Have you ever ran into a coworker on the weekend and they appear to be worry and stress-free? The cares of the previous week no longer exist and you’re able to see them in their true element. How can we show up as our true selves while also being productive in the workplace?


The five main personality types

Openness. These personality types tend to enjoy adventure, are more spontaneous and curious to new experiences.


Conscientiousness. These types thrive in routine, often enjoy planning activities, achievement-oriented and organized.


Extraversion. Also known as the social butterfly, this type thrives off of all things related to social interactions.


Agreeableness. Those who are very compassionate and empathetic toward the thoughts and opinion of others and are naturally accepting of different types of people.


Neuroticism. Neurotic people may tend to be more pessimistic, full of worry and display large amounts of anxiousness.



While we can experience and possess a mixture of all personality types, this can help identify how to be more fulfilled within your current role – or help you to discover your next career move. In order to make the best out of your current situation, how can you leverage your innate strengths and properly apply them in the workplace?


Openness. Opt for a new project within your current role that can help build your problem-solving skills while also re-centering your focus on routine or mundane tasks.


Conscientiousness. Lead a mini project or pinpoint ways to provide/source structure in unorganized work assignments.


Extraversion. Get involved within Employee Resource Groups that allow you to interact with others outside of your immediate role or function.


Agreeableness. Be on the lookout for ways to diffuse heated conversations within meetings or your team; leverage your synergy.


Neuroticism. Embrace and always look for the positives within yourself, your role and your coworkers.

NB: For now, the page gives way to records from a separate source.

Issue #1047, opened 2026-07-04
Accounting: record integrity & audit hardening — payment/memo immutability, always-on audit, balance constraint, JE export, book seed


barbinbrad:
## Code-verified status — 2026-09-09

**Verified on main:** Audit-log UPDATE/DELETE protection exists on main, including a controlled archival deletion path. Existing application/RLS guards cover some posted records, but the specified comprehensive database control layer is absent.

**Completed #1599 contribution / scope boundary:** PR #1599 adds FOR UPDATE payment/memo posting and exact-reversal/refund safeguards plus trusted author injection for settlement APIs. These improve real call paths without supplying trigger-level immutability, synchronous audit or COMMIT-time balance enforcement.

**Remaining:** Add service-role-proof payment/memo/settlement immutability, a deferred Posted-journal balance constraint using account-class signs, mandatory synchronous accounting audit coverage, protected seven-year retention, canonical uncapped streaming JE export with opening TB + population = closing TB proof, book seed/default-fill, and audited Repair entries. Audit capture still runs asynchronously and skips companies with auditLogEnabled=false; the archive threshold of 30 days is not evidence of total-history deletion, but required protected seven-year retention was not found.

**Source:** [append-only audit trigger](https://github.com/crbnos/carbon/blob/78239f8bf8a1f9c83efee1e7ce35cc35c6319009/packages/database/supabase/migrations/20260818014100_audit-log-append-only.sql#L12); [optional asynchronous audit capture](https://github.com/crbnos/carbon/blob/78239f8bf8a1f9c83efee1e7ce35cc35c6319009/packages/jobs/src/inngest/functions/events/audit.ts#L90); [archive upload uses mutable storage](https://github.com/crbnos/carbon/blob/78239f8bf8a1f9c83efee1e7ce35cc35c6319009/packages/jobs/src/inngest/functions/scheduled/audit-archive.ts#L70); [payment UPDATE RLS lacks posted-column trigger](https://github.com/crbnos/carbon/blob/78239f8bf8a1f9c83efee1e7ce35cc35c6319009/packages/database/supabase/migrations/20260630093809_ar-ap-payments.sql#L271); [branch transactional payment lifecycle](https://github.com/crbnos/carbon/blob/369d1ddfdbb890562937cb82dcb72d1f20723254/packages/database/supabase/functions/post-payment/post-payment-transaction.ts#L94).

**Other PRs:** No separate matching open implementation PR identified in the repository’s current open-PR listing.

[...]

Issue #1038, opened 2026-07-04
Accounting: gapless journal numbering + legal invoice series


barbinbrad:
## Code-verified status — 2026-09-09

**Verified on main:** The shared edge allocator and SQL RPC now increment counters atomically, closing the old SELECT-then-UPDATE duplicate race. This is already on main.

**Completed #1599 contribution / scope boundary:** PR #1599 does not deliver posting-time numbering or legal-series/cutover controls.

**Remaining:** Invoice creation still calls get_next_sequence before inserting the draft. Complete the coordinated six-sequence move to posting-time allocation, Draft placeholders, rollback/no-gap proofs, used-counter format/rewind/delete protection, gaplessFrom cutover and legalSeries allocation/selection, plus export backdating flags. The existing open numbering PRs are unmerged; #1227 overlaps/succeeds the #1182 foundation and must be reconciled, not both blindly landed.

**Source:** [atomic edge allocator](https://github.com/crbnos/carbon/blob/78239f8bf8a1f9c83efee1e7ce35cc35c6319009/packages/database/supabase/functions/shared/get-next-sequence.ts#L28); [atomic SQL allocator](https://github.com/crbnos/carbon/blob/78239f8bf8a1f9c83efee1e7ce35cc35c6319009/packages/database/supabase/migrations/20260730185058_fix-get-next-sequence-race.sql#L5); [draft purchase invoice allocates before insert](https://github.com/crbnos/carbon/blob/369d1ddfdbb890562937cb82dcb72d1f20723254/apps/erp/app/modules/invoicing/invoicing.service.ts#L651).

**Other PRs:** [#1182](https://github.com/crbnos/carbon/pull/1182) (OPEN, draft) [#1227](https://github.com/crbnos/carbon/pull/1227) (OPEN, unmerged)

**Evidence boundary:** Static source inspection against main `78239f8bf8` and PR #1599 HEAD `369d1ddfdb`. No new runtime tests or database mutations were performed for this issue-status audit; open PR metadata/file inventories are cross-references, not completion evidence.

Tracking basis: per Brad’s instruction, treat #1599 as merged. Completion credits use the verified implementation at `369d1ddfdb`; source links to `78239f8bf8` describe the pre-merge foundation. The outstanding work listed above remains separate. Program overview: #1060.

---

Part of the **Accounting Readiness program** — meta spec: `.ai/specs/2026-07-04-accounting-implementation-meta.md` (PR #1013 until merged). Readiness finding SD-2.

[...]

PR #1227, opened 2026-07-24
feat(accounting): gapless numbering & legal series — substrate + service + UI (#1038)

carbon-agent:
## Gapless Numbering & Legal Series (#1038)

Tracking spec: `.ai/specs/2026-07-04-gapless-numbering-legal-series.md`
Readiness finding **SD-2**. Supersedes the deferred foundation draft #1182 — this
branch rebases that foundation onto current `main` and adds the safe, verifiable
next layer.

### What this delivers

**DB substrate (foundation migration `20260721162233`, rebased onto main)**
- `sequence` hardening: `isLegalSequence` / `firstUsedAt` / `gaplessFrom` columns
  + `sequenceImmutabilityCheck` trigger (**every role**, service role included) —
  freezes prefix/suffix/size/step/table and blocks rewinding `next` or deleting a
  used legal sequence. Closes the rewind→duplicate and format-fork holes.
- Atomic allocators `get_next_sequence_atomic` / `get_next_legal_series_number` —
  single `UPDATE … RETURNING`; the row lock is the serialization point, so
  concurrent posts can't duplicate and a rolled-back post leaves no gap. The
  shared edge helper `getNextSequence` uses the same shape, so every in-transaction
  poster is already race-free.
- `legalSeries` table (company × country × document type) + RLS + immutability
  trigger; nullable `legalSeriesId`/`legalNumber` on `salesInvoice`/`memo`.
- Draft number columns made nullable behind status CHECKs; per-company
  `gaplessFrom` forward-only cutover stamp. Migration is idempotent
  (`IF NOT EXISTS` / `DROP … IF EXISTS`).

**New in this branch**
- **Allocator REVOKE hardening** (migration `20260724161500`): REVOKE EXECUTE on
  both atomic allocators from `PUBLIC`/`anon`/`authenticated` — a `SECURITY
  DEFINER` function defaults to PUBLIC, which would expose them as PostgREST RPCs
  and let any client burn an accounting number in a standalone transaction (the
  SD-2 gap source). They now only run inside posting transactions. Verified no
  app/edge caller reaches them via PostgREST.
- **`legalSeries` service** — `getLegalSeries` / `getLegalSeriesById` /
  `getLegalSeriesList` / `upsertLegalSeries` / `deleteLegalSeries` (cast-based
  until the table lands in generated types).
- **Legal Series settings UI** — accounting-settings CRUD (list/new/edit/delete +
  form + table + nav), mirroring Payment Terms. Used series show frozen format
  fields (mirrors the DB trigger).
- **Sequence format lockdown UI** — sequences form disables prefix/suffix/size/step
  once `isLegalSequence && firstUsedAt`, so a rejected edit is a disabled field
  instead of a 500 from the trigger. `next` stays editable.
- **Draft placeholder primitive** — `getDocumentReadableId` /
  `getDraftDocumentPlaceholder` (`Draft-{id6}`) in `@carbon/utils`, unit-tested.
- i18n filled for all 12 non-English locales.

### Acceptance criteria

| # | Criterion | Status |
|---|-----------|--------|
| 3 | Per-company serialization, zero cross-company contention | ✅ atomic `UPDATE` (row-lock scoped to company × type) |
| 6 | `sequence` rows immutable after first use | ✅ trigger (all roles) + lockdown UI |
| 2 | Sequence edits rejected (+ logged) | ✅ trigger rejects; UI mirrors it. *Logged* = #1047 audit coverage |
| 7 | Migration idempotent | ✅ `IF NOT EXISTS` / `DROP … IF EXISTS` |
| — | RPC hardening | ✅ atomic allocators REVOKEd from PostgREST |
| 4 | All six sequences supported | ✅ allocator + `isLegalSequence` cover all six; `legalSeries` substrate for customer-facing docs |
| 1 | No gap on failure | ⚙️ atomic helper already gapless for in-trx posters; fully closed for manual docs once draft→post allocation moves (wave below) |
| 5 | Draft `Draft-{id6}` placeholder | ⚙️ tested primitive shipped; render-site wiring lands with the wave (numbers only go null then) |

### Remaining — the posting-time wave (Decision 15, DB-gated)

The spec calls this a "coordinated PR wave." Enabling the `get_next_sequence`
RAISE guard for the six accounting sequences requires first moving every
draft-creation allocator to posting time, or those callers throw. Full verified
call-site map (10 draft/burner sites + 6 posting paths, incl. the `postJournalEntry`
Kysely refactor) is in **`.ai/runs/1038/status.md`**. Kept separate because it
rewrites the critical accounting posting path and must be verified against a live
DB before merge.

### Verification

- ✅ `@carbon/utils` test (73 pass, incl. 5 new placeholder cases) + typecheck
- ✅ `erp` + `@carbon/database` typecheck (`tsgo --noEmit`)
- ✅ Biome, i18n `linguito check` clean
- ⚠️ **No Postgres/stack in this environment** — the two migrations were not
  applied and `generate:types` was not run. All DB-level behavior (SQL, triggers,
  CHECKs, the REVOKE, and every concurrency/rollback acceptance test) is unproven
  at runtime and must be verified against a live DB before merge. The service
  layer intentionally uses casts until `legalSeries` is in generated types.

## Summary by CodeRabbit

* **New Features**
  * Added Accounting **Legal Series** management (list/search, create, edit, delete) with drawer/table workflows and format-lock behavior after first use.
  * Introduced the statutory **gapless numbering foundation** with legal-series sequence settings and format locking in sequence UI.
* **Bug Fixes**
  * Updated numbering allocation to be atomic to reduce duplicate-number risk under concurrency.
  * Hardened protected sequence allocator access to prevent unintended exposure.
* **Localization**
  * Added/updated Legal Series and numbering-lock UI translations across supported languages.
* **Tests**
  * Added tests for draft readable-id placeholder helper behavior.


carbon-agent:
## Addressed review feedback (commit ddeaab8da)

All 12 actionable comments resolved:

| # | File | Fix |
|---|------|-----|
| 1 | `accounting.service.ts` | `getLegalSeries` search now escapes backslash/quote and interpolates as a **double-quoted PostgREST value**, so reserved chars (`,` `(` `)` `.` `:` `*`) can't split the `.or()` filter. |
| 2 | `LegalSeries/LegalSeriesForm.tsx` | Document-type labels moved inside the component and run through Lingui `` t`` `` (`Sales Invoice` / `Credit Memo` already exist in every catalog). |
| 3 | `mcp+/lib/tool-metadata.json` | **Root cause fixed in `scripts/generate-mcp.ts`**, not hand-edited: the `>` of an arrow function (`errorMap: () => ({…})`) was miscounted as a closing bracket, truncating validator parsing after `documentType`; a `z.preprocess()` around a non-inline enum also recursed forever. Regenerating restores the full `accounting_upsertLegalSeries` schema (`code`, `name`, `prefix`, `size`, `validFrom`, …) and corrects many other previously-truncated tool schemas. |
| 4 | `legal-series.$legalSeriesId.tsx` | Loader `throw notFound()` on missing/errored series instead of silently rendering the create form. |
| 5 | `legal-series.tsx` | Loader surfaces `getLegalSeries` errors instead of falling back to an empty list. |
| 6 | migration `20260721162233` | Deprecated `has_role('employee', …)` replaced with `get_companies_with_employee_role()` in both atomic allocators (matches this migration's own RLS). |
| 7 | migration `20260721162233` | The five new `*_posted_requires_number` CHECK constraints split into `ADD CONSTRAINT … NOT VALID` + `VALIDATE CONSTRAINT`, avoiding a blocking full-table scan on deploy. |
| 8 | `de/erp.po` | "Legal Series" → **"Belegnummernkreis"** across all 5 strings (grammar adjusted: der/den/Neuer). |
| 9 | `ko/erp.po` | Natural delete-confirmation wording. |
| 10 | `ko/erp.po` | "Registration Ref" → **등록 참조**. |
| 11 | `@carbon/utils/accounting.ts` | `getDocumentReadableId` falls back to the draft placeholder for empty/whitespace-only numbers; added empty + whitespace test coverage. |

**Verification:** `typecheck` (erp + @carbon/utils) ✅ · `@carbon/utils` tests 74/74 ✅ · biome lint ✅ · `turbo run build --filter=erp` ✅ (exit 0).

carbon-agent:
## Review feedback addressed

The 12 original review comments (posted 17:42Z) were already resolved in `ddeaab8`. CodeRabbit's re-review then flagged one **remaining** item on the `scripts/generate-mcp.ts` fix (comment on `generate-mcp.ts` L156), which this push (`dbede59b`) closes:

**`generate-mcp.ts` — token-aware delimiter stack.** The prior fix only special-cased the arrow `=>`. A *standalone* comparison operator inside an arrow function — e.g. a zod `.refine((v) => v > 0)` — still decremented the bracket-depth counter, so the next comma/colon could be misread as top-level and corrupt validator field-splitting (and `findTopLevelColon` had the same flaw). `splitAtTopLevel` and `findTopLevelColon` now share an explicit delimiter stack:
- `<` is pushed **only** when it opens a generic (it abuts an identifier or a preceding `>`, unlike a spaced comparison `a < b`);
- `>` pops **only** a matching `<`;
- parens/braces/brackets pop only their own opener — arrow `>` and comparison `<`/`>` are left untouched.

**Verification**
- Verified the two reviewer failure cases (`v > 0`, `v < 10` inside `.refine(...)`) plus a ternary-with-comparison default now split correctly; generics (`Record<K, V>`, `z.infer<typeof x>`) and arrow `errorMap` still track correctly. All pass; the old `=>`-only guard failed the comparison cases.
- Regenerating `tool-metadata.json` produces **byte-identical** output on the current codebase (no schema regression) — the fix hardens the generator against this bug class going forward.

Note on regression tests: the reviewer asked for tests on both helpers, but `scripts/` has no vitest project (standalone `tsx` scripts, functions not exported, not covered by `turbo run test`), so a test file there would not run in CI. Correctness was instead proven by the case-based verification above and the identical-output regeneration.

carbon-agent:
## Addressed remaining review feedback (commit 228a492b9)

The 12 original comments (17:42Z) and the first `generate-mcp.ts` follow-up were already resolved in `ddeaab8` / `dbede59`. CodeRabbit's latest re-review (19:39Z) flagged **one residual variant** on `scripts/generate-mcp.ts`, which this push closes:

**`isGenericOpen` — token-aware generic detection instead of character adjacency.** The previous version treated any `<` abutting an identifier/`>` as a generic open, so compact comparisons — `v<10`, `v<=10`, `x=>y<z` — pushed a `<` that never popped, unbalancing the delimiter stack and corrupting later comma/colon splitting.

A generic `<` now must be confirmed by a **balanced forward `>` scan** (`hasGenericClose`) that ignores arrow `=>` and tracks nested `()`/`[]`/`{}`, plus a cheap `<=` guard. A comparison has no matching `>`, so it is left as an ordinary token.

**Verification**
- Case checks (standalone `tsx`): all three reviewer cases (`v<10`, `v<=10`, `x=>y<z`) now split/colon-detect correctly, and generics still track — `Record<K, V>`, `SupabaseClient<Database>`, `z.infer<typeof x>`, function-type generics `Array<() => string>`, and nested `Record<K, Map<A, B>>`. The old adjacency check failed the comparison cases.
- Regenerating `tool-metadata.json` is **byte-identical** (only the `generated` timestamp differs, reverted) — no schema regression; the fix hardens the generator against this bug class.

**On regression tests:** `scripts/` is a standalone `tsx` directory with no vitest project (helpers unexported, not covered by `turbo run test`, ignored by biome), so a co-located test file would not run in CI. Correctness is instead proven by the case-based verification above and the identical-output regeneration. The change is isolated to this build-time generator and is not imported by any app, so `@carbon/erp` compilation is unaffected.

Remember, you should be able to show up as your true self within your organization, function and role. Don’t shy away from having these discussions with management. If you don’t already, make sure you are having regular meetings with your direct manager to discuss current work goals, but also the skills you’d like to enhance and build over time. Creating this environment can take dedication and emotional intelligence, which is the ability to recognize and manage one’s own emotions, as well as the emotions of others. `


The five key components of Emotional intelligence (or EQ)


Self-Awareness. Having knowledge of all emotions and feelings while understanding the impact it may have on the people around you


Self-Regulation. Controlling your emotions and adjusting based on individual situations, remaining level-headed


Self-Motivation. Internally motivated to achieve goals, willing to do what’s necessary to yield great results


Empathy. Keen on listening, understanding and helping to contribute to the greater good of the tam


Social skills. Strong communicator that knows how to solve problems that can affect the team internally and externally


Whether you lead a team or are a self-contributor, these skills can positively impact your life personally and professionally. Showing up as your whole self creates a space of limitless opportunities!